Perioperative management in patients with hemophilia receiving fitusiran, an investigational RNAi therapeutic targeting antithrombin for the treatment of hemophilia

Introduction: Hemophilia is a bleeding disorder characterized by ineffective clot formation due to insufficient thrombin generation. Fitusiran is a subcutaneously (SC) administered investigational RNA interference (RNAi) therapeutic targeting antithrombin (AT) as a means to improve thrombin generation (TG) and promote hemostasis in patients with hemophilia A or B with and without inhibitors. Previously reported data have shown that monthly administration of fitusiran led to dose dependent AT lowering, improved thrombin generation and decreased bleeding frequency. (Pasi et al. Blood . 2016.; Pasi et al. New Engl J Med . 2017.) Data from an open-label extension study demonstrated an encouraging safety and tolerability profile, including when used in combination with factor or bypassing agents to treat breakthrough bleeds. (Pasi et al.

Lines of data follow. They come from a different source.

PR #376, opened 2024-10-14
Remove OLM webhooks when running 'make run-with-webhook', part 2

abays:
Follow-up to https://github.com/openstack-k8s-operators/horizon-operator/pull/372 to improve comments and further automate removal of OLM components before running the operator locally


rabi (commented):
/lgtm

PR #393, opened 2024-11-29
kuttl: switch reports to JUnitXML instead of JSON

ashu-011:
JUnitXML is the de-facto standard format for test reporting and widely supported by all tools which post-process test results.

### DIFF
--- a/kuttl-test.yaml
+++ b/kuttl-test.yaml
@@ -14,7 +14,7 @@
 
 apiVersion: kuttl.dev/v1beta1
 kind: TestSuite
-reportFormat: JSON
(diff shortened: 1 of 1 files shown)


bshephar:
Is there an Epic for this? I feel like this is something that should be implemented in all repos if we're going to do it. Having inconsistencies like this between projects could be quite frustrating.

If this is ultimately to support log ingestion into Polarion or something, then I can see the value. But lets make sure it's consistent.

ashu-011:
Closing this as https://github.com/openstack-k8s-operators/horizon-operator/pull/425 was merged

PR #396, opened 2024-12-11
[httpd] Use absolute url with schema in redirect rule

olliewalsh:
Use the endpoint in the redirect rule to ensure it references the correct base url and schema which can be different to the current schema when TLS is terminated at the route

Added horizonEndpoint template param with the full url, renamed the incorrectly named horizonEndpointUrl to horizonEndpointHost.

Jira: [OSPRH-12005](https://issues.redhat.com//browse/OSPRH-12005)

### DIFF
--- a/templates/horizon/config/local_settings.py
+++ b/templates/horizon/config/local_settings.py
@@ -64,18 +64,26 @@ DEBUG = False
 def get_pod_ip():
     import socket
     s = socket.socket(socket.AF_INET, socket.SOCK_DGRAM)
+    hostport = (
+        "{{ .horizonEndpointHost }}",
+        {{- if .isPublicHTTPS }}
+        443
+        {{- else }}
+        80
+        {{- end }}
+    )
     try:
-        s.connect(("{{ .horizonEndpointUrl }}", 80))
+        s.connect(hostport)
         return s.getsockname()[0]
     except socket.gaierror:
         s.close()
         s = socket.socket(socket.AF_INET6, socket.SOCK_DGRAM)
-        s.connect(("{{ .horizonEndpointUrl }}", 80))
+        s.connect(hostport)
         return "[{}]".format(s.getsockname()[0])
     finally:
         s.close()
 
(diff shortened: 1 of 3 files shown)


templates/horizon/config/local_settings.py
```diff
@@ -65,17 +65,17 @@ def get_pod_ip():
     import socket
     s = socket.socket(socket.AF_INET, socket.SOCK_DGRAM)
     try:
-        s.connect(("{{ .horizonEndpointUrl }}", 80))
+        s.connect(("{{ .horizonEndpointHost }}", 80))
```
stuggi, line 68: in case of tls, is this still port 80?

olliewalsh: IIUC this doesn't matter, just opens a socket to $something to determine the pod IP.
I guess if there is a firewall blocking port 80 on the ingress controller it would block this though so might be best to use the correct port

bshephar: Yeah, correct. I just needed a way to determine the pods IP address so that we could add it to `ALLOWED_HOSTS`. The port should be ok, because port 80 is always open it just redirects to 443, and an open port of any kind is sufficient to pick up the IP address.

bshephar (approved):

templates/horizon/config/local_settings.py
olliewalsh: However in this specific case port 80 is firewalled (not specified where/how though) so it may be safest to use the correct port for the endpoint

olliewalsh: Done in the latest patch. Maybe in a follow-up should look into replacing this with  [downward-api volume](https://kubernetes.io/docs/tasks/inject-data-application/downward-api-volume-expose-pod-information/) or [env var](https://kubernetes.io/docs/tasks/inject-data-application/environment-variable-expose-pod-information/) passing status.podIP instead

stuggi (approved):
/lgtm

PR #403, opened 2025-01-24
Set ENABLE_WATCHER env variable to yes if watcher service exists

amoralej:
A new watcher-operator is being created [1].

It is desired that the watcher-dashboard is enabled in the horizon container if the service is deployed.

This patch is setting the env variable ENABLE_WATCHER to `yes` if the keystone service "watcher" is present. Otherwise, it is set to default value `no`.

Related: [OSPRH-11277](https://issues.redhat.com/browse/OSPRH-11277)

### DIFF
--- a/controllers/horizon_controller.go
+++ b/controllers/horizon_controller.go
@@ -20,6 +20,7 @@ import (
 	"context"
 	"fmt"
 	"net/url"
+	"slices"
 	"time"
 
 	"github.com/go-logr/logr"
@@ -98,6 +99,7 @@ type HorizonReconciler struct {
 //+kubebuilder:rbac:groups=core,resources=services,verbs=get;list;watch;create;update;patch;delete;
 //+kubebuilder:rbac:groups=keystone.openstack.org,resources=keystoneapis,verbs=get;list;watch;
 //+kubebuilder:rbac:groups=keystone.openstack.org,resources=keystoneendpoints,verbs=get;list;watch;
+//+kubebuilder:rbac:groups=keystone.openstack.org,resources=keystoneservices,verbs=get;list;watch;
 //+kubebuilder:rbac:groups=memcached.openstack.org,resources=memcacheds,verbs=get;list;watch;
 
 // service account, role, rolebinding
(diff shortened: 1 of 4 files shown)


controllers/horizon_controller.go
```diff
@@ -700,6 +738,18 @@ func (r *HorizonReconciler) reconcileNormal(ctx context.Context, instance *horiz
...
 	// Create ConfigMaps and Secrets - end
 
+	// Check if keystone service exists for watcher in the same namespace
+	enabledServices := make(map[string]string)
+	for _, service := range keystoneServicesWatch {
+		enabledServices[service] = "no"
+		keystoneService, err := keystonev1.GetKeystoneServiceWithName(ctx, helper, service, instance.Namespace)
+		if err == nil && keystoneService != nil {
+			enabledServices[service] = "yes"
+		}
```
bshephar, line 748: The error isn't being handled here though. Maybe something like:

```suggestion
		keystoneService, err := keystonev1.GetKeystoneServiceWithName(ctx, helper, service, instance.Namespace)
		if err != nil  {
			return ctrl.Result{}, err
		}
		
		enabledServices[service] = "no"
		if keystoneService != nil {
		    enabledServices[service] = "yes"
		}
```

bshephar (changes requested):

controllers/horizon_controller.go
amoralej: IIUC, with your proposed patch, if the watcher service is not found the reconcile will return error and keep retrying instead of go ahead and create the deployment. However, in that case we want it to go on with the expected status, so I'd say we should not handle the error case?

My doubt is if my double condition "err == nil && keystoneService != nil" is redundant as maybe just checking for err would be enough.

amoralej: I've implemented this in last version using `if err != nil && !k8s_errors.IsNotFound(err)` . I think that makes what we need it to do.

bshephar: Sure, that sounds good to me. As long as we're checking it and not continuing on and causing a harder to trace failure somewhere further down the line.

Thanks.

bshephar (approved):

PR #413, opened 2025-02-20
Stop running Horizon as root

bshephar:


bshephar:
recheck

bshephar:
Makes sense:
```
httpd: Could not open configuration file /etc/httpd/conf/httpd.conf: Permission denied
```

So, I think if we want to go down this route of removing excessive privileges for each of the applications that we're running. We can start by removing Kolla and directly mounting things where they need to be like I've done in this change. But then it becomes a permissions problem, so we would still need some kind of initialization that executes as root, changes permissions on each of the required files, then goes away and we're left with a non priv user running the application.

pkg/horizon/deployment.go
```diff
@@ -44,9 +44,11 @@ func Deployment(
 	enabledServices map[string]string,
 	topology *topologyv1.Topology,
 ) (*appsv1.Deployment, error) {
-	runAsUser := int64(0)
 
-	args := []string{"-c", ServiceCommand}
+	var runAsNonRoot bool = false
+	var runAsUserGroup int64 = 8443
+
+	args := []string{"-DFOREGROUND"}
```
bshephar, line 51: The `-DFOREGROUND` is the first arg passed to the command here. :) @fmount

fmount:
obsoleted by #445. @bshephar feel free to close this one if you're ok with #445

PR #431, opened 2025-03-14
Exit early if no openstack secret is provided

bshephar:
We depend on a valid openstack secret in order to reconcile Horizon, this change ensures that we exit the reconcile early if no secret is provided.

https://issues.redhat.com/browse/OSPRH-10075

### DIFF
--- a/controllers/horizon_controller.go
+++ b/controllers/horizon_controller.go
@@ -607,6 +607,19 @@ func (r *HorizonReconciler) reconcileNormal(ctx context.Context, instance *horiz
 	//
 	// check for required OpenStack secret holding passwords for service/admin user and add hash to the vars map
 	//
+
+	// We can't reconcile without a valid OpenStack secret. Exit early here and update the status.conditions to
+	// inform users of the issue.
+	if instance.Spec.Secret == "" {
+		instance.Status.Conditions.Set(condition.FalseCondition(
+			condition.InputReadyCondition,
+			condition.RequestedReason,
+			condition.SeverityInfo,
+			condition.InputReadyWaitingMessage))
+
+		return ctrl.Result{}, fmt.Errorf("no openstack secret has been provided. Unable to reconcile")
+	}
+
 	ospSecret, hash, err := oko_secret.GetSecret(ctx, helper, instance.Spec.Secret, instance.Namespace)
 	if err != nil {
 		if k8s_errors.IsNotFound(err) {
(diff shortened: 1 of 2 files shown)


bshephar:
This actually shouldn't be necessary, the field is required:
https://github.com/openstack-k8s-operators/horizon-operator/blob/main/api/v1beta1/horizon_types.go#L87-L89

We might need to dig a little more into that bug to see how they ended up in that situation.

controllers/horizon_controller.go
```diff
@@ -607,6 +607,23 @@ func (r *HorizonReconciler) reconcileNormal(ctx context.Context, instance *horiz
 	//
 	// check for required OpenStack secret holding passwords for service/admin user and add hash to the vars map
 	//
+
+	// We can't reconcile without a valid OpenStack secret. Exit early here and update the status.conditions to
```
fmount, line 611: I'm wondering if having no `.Spec.Secret` is something we should also block at webhooks level, so we don't risk to even trigger a reconciliation loop if the input is not present. Anyway, I think exit early sounds reasonable if `.Spec.Secret` is not present.
I'm saying this because I assume you can't deploy a Horizon CR w/o that field, that is required from a kubebuilder perspective [1], but no one prevent you to update the CR and delete it. In that case the spec changes, and a reconciliation is triggered, but because this is an invalid action from a user input point of view, it should be blocked via `ValidateUpdate` [2]. Perhaps openstack-operator doesn't call that webhook, which is an additional issue I see here, and we should have a Jira to implement this missing part (we need both `HorizonSpecCore` Validation{Create,Update}, and we need to update openstack-operator to call them).

[1] https://github.com/openstack-k8s-operators/horizon-operator/blob/main/api/v1beta1/horizon_types.go#L89
[2] https://github.com/openstack-k8s-operators/horizon-operator/blob/main/api/v1beta1/horizon_webhook.go#L114

fmount: Done https://issues.redhat.com/browse/OSPRH-14726

fmount (approved):
/lgtm

controllers/horizon_controller.go
bshephar: Yeah, probably nice to block the CR creation to begin with. But yeah, if we do manage to be in this situation I just wanted to make sure we return a sane error via the `status.conditions`. 

I started looking into the webhooks today too after I made this comment:
https://github.com/openstack-k8s-operators/horizon-operator/pull/431#issuecomment-2723818535

PR #448, opened 2025-04-24
Add extraMounts envTests

fmount:
This patch adds `extraMounts` `envTests` to make sure they are properly propagated to `Horizon`. In addition it adopts the new `AssertVolumeMountPathExists` function provided by `lib-common/modules/common`.

Jira: https://issues.redhat.com/browse/OSPRH-15839


tests/functional/base_test.go
```diff
@@ -121,3 +121,37 @@ func GetSampleTopologySpec(label string) (map[string]interface{}, []corev1.Topol
 	}
 	return topologySpec, topologySpecObj
 }
+
+// GetExtraMounts - Utility function that simulates extraMounts pointing
+// to a  secret
+func GetExtraMounts(hemName string, hemPath string) []map[string]interface{} {
```
stuggi, line 127: if we use something like this in multiple operators, could add a test helper pkg to https://github.com/openstack-k8s-operators/lib-common/tree/main/modules/storage

stuggi (approved):
/lgtm

tests/functional/base_test.go
fmount: yeah, it's a good idea I agree

PR #485, opened 2025-07-28
add/setLimitRequestBody parameter to 10G

mcgonago:
Add/Set LimitRequestBody parameter to 10G

This is to get around the 1G limit [1]

[1] https://access.redhat.com/articles/6975397 

Jira: https://issues.redhat.com/browse/OSPRH-17359


stuggi:
If the idea is to set the `LimitRequestBody` to a fixed const, why not just add it to https://github.com/openstack-k8s-operators/horizon-operator/blob/main/templates/horizon/config/httpd.conf ?

I have rebased https://github.com/openstack-k8s-operators/horizon-operator/pull/402, please have a look, which would be adding the same approach to horizon to be able to customize the httpd vhost.

PR #489, opened 2025-08-04
Wrap func test with Eventually

stuggi:
This has been seen to fail in CI jobs. Wrapping it with Eventually should fix it.


abays (approved):
/lgtm

PR #506, opened 2025-09-01
Set HORIZON_IMAGES_UPLOAD_MODE to direct

fmount:
When not specified, `HORIZON_IMAGES_UPLOAD_MODE` has `legacy` as default value [0].
Because we already patched `glance-operator` to set the `cors` section automatically when horizon is enabled [1], this change allows horizon to rely on `direct` mode.

[0] https://docs.openstack.org/horizon/latest/configuration/settings.html#horizon-images-upload-mode
[1] https://github.com/openstack-k8s-operators/glance-operator/pull/787


fmount:
I will remove the  do-not-merge label if @deshipu approves it.

Issue #478, opened 2025-07-17
Horizon Not Starting in IPv6 SingleStack OpenShift Cluster


blackphantom39:
While trying to enable the deployment of Horizon in a Single Stack IPv6 cluster I came across the following error: 

```
ALLOWED_HOSTS = [get_pod_ip(), "horizon-openstack.apps.lab._redacted_"]
File "/usr/lib/python3.9/site-packages/openstack_dashboard/local/local_settings.py", line 72, in get_pod_ip
s.connect(hostport)
OSError: [Errno 101] Network is unreachable

```

From what I can tell the IPv6 supported added in #315 only works within DualStack setups, but I am not able to verify this. The problem to me seems to stem from the attempt in the try catch block to use IPv4 first:

```py
    s = socket.socket(socket.AF_INET, socket.SOCK_DGRAM)
    try:
        s.connect(("{{ .horizonEndpointUrl }}", 80))
        return s.getsockname()[0]
    except socket.gaierror:
[...]
```
[Ref](https://github.com/hjensas/horizon-operator/blob/4e363362d14b51a39563ce89835b3ac611ba0e10/templates/horizon/config/local_settings.py#L66-L70)

As there would not be any IPv4 Network available it would raise the aforementioned OSError and never actually attempt to connect via IPv6. My crude attempt for a fix was to add a config map that overwrites the file with the `get_pod_ip()` function changed to the following:

```py
def get_pod_ip():
    import socket
    import errno

    s = socket.socket(socket.AF_INET, socket.SOCK_DGRAM)
    hostport = ("{{ .horizonEndpointUrl }}", 443)
    try:
        s.connect(hostport)
        return s.getsockname()[0]

    except OSError as e:
        if e.errno == errno.ENETUNREACH:
            s.close()
            s = socket.socket(socket.AF_INET6, socket.SOCK_DGRAM)
            s.connect(hostport)
            return "[{}]".format(s.getsockname()[0])
        else:
            raise

    except socket.gaierror:
        s.close()
        s = socket.socket(socket.AF_INET6, socket.SOCK_DGRAM)
        s.connect(hostport)
        return "[{}]".format(s.getsockname()[0])
    finally:
        s.close()
```

However, this resulted in other problems, as I assume the kolla config running on startup tries to change the file. If the lack of an IPv4 address is the actual problem here and the "fix" /workaround is acceptable I would submit a PR accordingly.

bshephar:
[...]

PR #550, opened 2026-01-07
Use lib-common DownwardAPI to retrieve pod IP

bshephar:
This change uses the `lib-common` env `DownwardAPI` [1] to write the pods IP to the env vars of the pod. We then retrieve this in `local_settings.py` to populate `ALLOWED_HOSTS`.

[1] https://github.com/openstack-k8s-operators/lib-common/blob/main/modules/common/env/env.go#L100-L114

Fixes #487
 Jira: https://issues.redhat.com/browse/OSPRH-19216

### DIFF
--- a/internal/horizon/deployment.go
+++ b/internal/horizon/deployment.go
@@ -191,6 +191,7 @@ func getEnvVars(configHash string, enabledServices map[string]string) map[string
 	envVars["ENABLE_WATCHER"] = env.SetValue(enabledServices["watcher"])
 	envVars["CONFIG_HASH"] = env.SetValue(configHash)
 	envVars["UNPACK_THEME"] = env.SetValue("true")
+	envVars["POD_IP"] = env.DownwardAPI("status.podIP")
 
 	return envVars
 }
--- a/templates/horizon/config/local_settings.py
+++ b/templates/horizon/config/local_settings.py
@@ -56,35 +56,14 @@ DEBUG = False
 # For more information see:
 # https://docs.djangoproject.com/en/dev/ref/settings/#allowed-hosts
 
-# get_pod_ip retrieves the pod's primary interface IP address. This is necessary
-# due to the dynamic IP addressing of pods. The HealthCheck needs to be able to
-# check the specific pod. We can't simply check via the route, since such a check
-# could land on any of the replicas. Instead, we need to explicity check the pod
-# we're currently running on. Therefore, we need to execute this function to
-# retrieve the IP address, which we will then in turn add to the ALLOWED_HOSTS list.
-def get_pod_ip():
-    import socket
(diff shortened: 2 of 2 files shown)


bshephar:
@gibizer @fmount @stuggi Hey folks, happy New Year. Welcome to 2026. 

Trying to solve a problem with IPV6 addresses raised by:
https://github.com/openstack-k8s-operators/horizon-operator/issues/478

I had initially proposed doing it this way:
https://github.com/openstack-k8s-operators/horizon-operator/pull/496

I know that @deshipu wasn't a huge fan of that implementation from the beginning. So, this is an attempt to find a compromise and still fix the problem of allowing Liveness/Readiness probes to healthcheck the individual pods.

What do y'all think of this alternative?

fmount:
+1 from me as well. It is clean enough and the complexity to achieve the goal is minimal.

I wanted to check some logs coming at least from the build-deploy job, but I don't see horizon enabled [1]. 

[1] https://gcsweb-ci.apps.ci.l2s4.p1.openshiftapps.com/gcs/test-platform-results/pr-logs/pull/openstack-k8s-operators_horizon-operator/550/pull-ci-openstack-k8s-operators-horizon-operator-main-horizon-operator-build-deploy-kuttl/2009200602453643264/artifacts/horizon-operator-build-deploy-kuttl/openstack-k8s-operators-gather/artifacts/must-gather/quay-io-openstack-k8s-operators-openstack-must-gather-sha256-6965f656a2712be18219bf47c45b31085032383eed3e09cbf2491ae5b2211ce0/namespaces/openstack/crs/openstackcontrolplanes.core.openstack.org/openstack-galera.yaml

gibizer (commented):
Happy New Year!

I only have clarification question but feel free to ignore me to merge this without me as I saw others are OK with this approach and I'm pretty unfamiliar with this.

I'm low on context here. Does simply adding "localhost" and "::1" to the ALLOWED_HOSTS not enough to allow the probes to access horizon?

bshephar:
> Happy New Year!
> 
> I only have clarification question but feel free to ignore me to merge this without me as I saw others are OK with this approach and I'm pretty unfamiliar with this.
> 
> I'm low on context here. Does simply adding "localhost" and "::1" to the ALLOWED_HOSTS not enough to allow the probes to access horizon? 

Hey!

Na, unfortunately not. But it is a fair question, so context for everyone else. ALLOWED_HOSTS is a list of sites Django is allowed to serve. So for example, horizon.example.net, 192.168.3.4, etc.

Ref:

https://docs.djangoproject.com/en/6.0/ref/settings/#allowed-hosts

So we need to add each pod IP to the list, otherwise the pod won't respond to the health check request.

PR #591, opened 2026-05-07
Add AGENTS.md

fmount:
This patch adds `AGENTS.md` to the repo to ensure any `AI agent` can follow the conventions defined for this operator. At the same time, it allows to not waste time navigating the repo to find initial information and save tokens.

### DIFF
--- a/AGENTS.md
+++ b/AGENTS.md
@@ -1,0 +1,79 @@
+# AGENTS.md - horizon-operator
+
+## Project overview
+
+See [README.md](README.md) for a full project overview, configuration examples,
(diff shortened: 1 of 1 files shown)


mcgonago (approved):
Looks great, only a few suggestions for a possible follow up:
- Consider mentioning TLS config in `templates/` (significant for
  SSL-related work)
- Could list key Horizon CR spec fields for agents building new features
- Minor: `internal/webhook/v1beta1/` rather than `internal/webhook/`
  for path precision

LGTM

PR #602, opened 2026-06-19
Set ENABLE_CLOUDKITTY env variable to yes if cloudkitty service exists

jlarriba:
Similarly to the watcher dashboard, this sets the ENABLE_CLOUDKITTY env variable to "yes" when the keystone service "cloudkitty" is present, enabling the cloudkitty-dashboard in the horizon container. Otherwise, it defaults to "no".

### DIFF
--- a/internal/controller/horizon_controller.go
+++ b/internal/controller/horizon_controller.go
@@ -245,6 +245,7 @@ var allWatchFields = []string{
 }
 
 var keystoneServicesWatch = []string{
+	"cloudkitty",
 	"watcher",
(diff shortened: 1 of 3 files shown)


deshipu:
/approve

This makes sense, and the code looks consistent with what was done for watcher. I'm not sure about the tests, because I don't have the experience, but they seem to be passing. I haven't tested it on a deployment.

bshephar (approved):
lgtm.

stuggi (approved):

PR #604, opened 2026-06-24
(fr-6) Use dedicated startup probe with higher failure threshold

Deydra71:
The startup probe shared the same configuration as liveness/readiness probes, giving Horizon only ~40s to start. In resource-constrained environments startup exceeds this window causing CrashLoopBackOff.

Introduce `formatStartupProbe()` with FailureThreshold: 12 (allowing ~120s for startup), matching the pattern used by Cinder, Glance, and Manila operators.

Assisted-by: Claude Opus 4.6

Note: This is a repeated issue seen in SKMO CI runs that's deploying horizon in main region.

### DIFF
--- a/internal/horizon/deployment.go
+++ b/internal/horizon/deployment.go
@@ -68,7 +68,7 @@ func Deployment(
 
 	livenessProbe := formatProbes()
 	readinessProbe := formatProbes()
-	startupProbe := formatProbes()
+	startupProbe := formatStartupProbe()
 
 	envVars := getEnvVars(configHash, enabledServices)
 
@@ -201,6 +201,21 @@ func formatProbes() *corev1.Probe {
 		TimeoutSeconds:      5,
 		PeriodSeconds:       10,
 		InitialDelaySeconds: 10,
+		ProbeHandler: corev1.ProbeHandler{
+			HTTPGet: &corev1.HTTPGetAction{
+				Path: horizonDashboardURL,
+				Port: intstr.FromString(horizonContainerPortName),
+			},
+		},
+	}
+}
+
+func formatStartupProbe() *corev1.Probe {
+
+	return &corev1.Probe{
+		TimeoutSeconds:   5,
+		PeriodSeconds:    10,
+		FailureThreshold: 12,
 		ProbeHandler: corev1.ProbeHandler{
 			HTTPGet: &corev1.HTTPGetAction{
 				Path: horizonDashboardURL,


Deydra71:
recheck

internal/horizon/deployment.go
```diff
@@ -210,6 +210,21 @@ func formatProbes() *corev1.Probe {
 	}
 }
 
+func formatStartupProbe() *corev1.Probe {
+
+	return &corev1.Probe{
+		TimeoutSeconds:   5,
```
fmount, line 216: @Deydra71 o/ 
We recently introduced a new module [1] to provide an interface for probes. 
Using cinder here as just a simple example [2] that shows how to use the interface, you can basically create a `Probeset` struct with something like:

```golang
	apiProbes, err := probes.CreateProbeSet(
		int32(cinder.CinderPublicPort),
		&scheme,
		instance.Spec.Override.Probes,
		cinder.GetDefaultProbesAPI(timeout),
	)
``` 
or, for more advanced usage, like mariadb does [3], it is possible to also pass  a command and the handler type.
In general I think we could improve this code in main and add the probe interface as well, so we can take advantage of the override in case we need to tune this statefulset in production.
Let me know if that aligns with the goal of this patch, otherwise we can create a dedicated follow up that enhances the interface in main and then we backport to fr6 as well.



[1] github.com/openstack-k8s-operators/lib-common/modules/common/probes
[2] https://github.com/openstack-k8s-operators/cinder-operator/blob/main/internal/cinderapi/statefuleset.go#L56C2-L62C3
[3] https://github.com/openstack-k8s-operators/mariadb-operator/blob/main/internal/mariadb/statefulset.go#L138

Deydra71: I see, I overlooked the lib-common module :/ 

Looking at the examples I think it's pretty straightforward to update it in main, and then create backport only from the new one (and close this one).

I can work on it this week. @fmount Is there any Jira ttracking the implementation of `probes.OverrideSpec` across controlplane? So far I could find only support in storage operators and mariadb

stuggi: but keep in mind that this will be a CRD change. we can not just backport it and expect it to show up without an openstack-operator change. we need to plan for when it has to be released. otherwise we have to do an short term update and a longer term transition to this

fmount: Hi, 
> Is there any Jira ttracking the implementation of probes.OverrideSpec across controlplane? So far I could find only support in storage operators and mariadb

Because the interface has grown over the time, the idea is to add overrides only where we need, and I assume we can create stories under https://redhat.atlassian.net/browse/OSPRH-2490 to track the work.
I agree that we need to coordinate to make sure it will be available on a specific maintenance release and bump the openstack-operator (fr6) to get the CRD change as well.
For cinder we have an associated bug that will go out soon, not sure we want to take a similar approach, or we just close 2490 w/ FR6 and work on dedicated items (e.g. a new horizon bug that creates the bug-epic and the associated stream).

Deydra71: o/ @stuggi @fmount sorry about getting quiet. Given what you shared - is it okay to merge this hardcoded approach to FR6 branch, so the branches are in sync and as a follow up coordinate the CRD changes in horizon with another operators in planned release?

stuggi: can not speak to the values, but from the approach I think this sounds good, so we can work for fr7 for the crd change

fmount: +1 indeed, let's work out the plan we discussed for the FR7 timeframe, I'm good with the change as it is to solve the problem.

fmount (approved):
/lgtm as discussed, approving this patch to fix the immediate issue, we'll follow up w/ the probeset refactoring during the FR7 cycle.

Deydra71:
/test horizon-operator-build-deploy-kuttl

node failure seems to be resolved, this time test-phase succeeded, but must-gather phase failed, rerunning once more..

Res Pract Thromb Haemost . 2017.) The management of operative procedures while on novel, non-factor therapies for hemophilia, such as fitusiran, is of clinical interest. The purpose of this abstract is to describe details as reported by study investigators on the perioperative hemostatic management during dental/surgical procedures in patients with hemophilia receiving fitusiran in a clinical trial.